PR #846, opened 2021-03-31
Task clock

rogeralsing:
Instead of creating cancellation token sources for every request, we can use a shared clock that pulses out a new task every x seconds. consumers can then pick up the current task from the clock and use that as a shared timeout.

e.g.
we can pulse every 1 sec and emit a task that delays for 5 seconds.
the next second, it pulses another 5 sec task.

meaning that we have ~5 delay tasks scheduled at any given point in time.

```
|----
 |----
  |----
   |----
    |----
     |---- when this starts the first task is done
```

### DIFF
--- a/src/Proto.Cluster/DefaultClusterContext.cs
+++ b/src/Proto.Cluster/DefaultClusterContext.cs
@@ -24,8 +24,9 @@ namespace Proto.Cluster
         private readonly ILogger _logger;
         private readonly PidCache _pidCache;
         private readonly ShouldThrottle _requestLogThrottle;
-        
-        public DefaultClusterContext(IIdentityLookup identityLookup, PidCache pidCache, ILogger logger, ClusterContextConfig config)
+        private readonly TaskClock _clock;
+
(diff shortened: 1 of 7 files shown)


rogeralsing:
Pretty sure this approach can be used in a lot of other places. e.g. Id provider timeouts

src/Proto.Cluster/DefaultClusterContext.cs
```diff
@@ -36,6 +37,8 @@ public DefaultClusterContext(IIdentityLookup identityLookup, PidCache pidCache,
                 _config.RequestLogThrottlePeriod,
                 i => _logger.LogInformation("Throttled {LogCount} TryRequestAsync logs", i)
             );
+            _clock = new TaskClock(config.ActorRequestTimeout, TimeSpan.FromSeconds(1), killSwitch);
```
mhelleborg, line 40: Perhaps make sure that the chosen timeout is at least ActorRequestTimeout, by adding the updateInterval to the timeout delays.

======

-- WHAT TO DO --
Above are some records; copy each line there that contains "PidCache".

-- ANSWER FOR THIS EXERCISE --
         private readonly PidCache _pidCache;
-        public DefaultClusterContext(IIdentityLookup identityLookup, PidCache pidCache, ILogger logger, ClusterContextConfig config)
@@ -36,6 +37,8 @@ public DefaultClusterContext(IIdentityLookup identityLookup, PidCache pidCache,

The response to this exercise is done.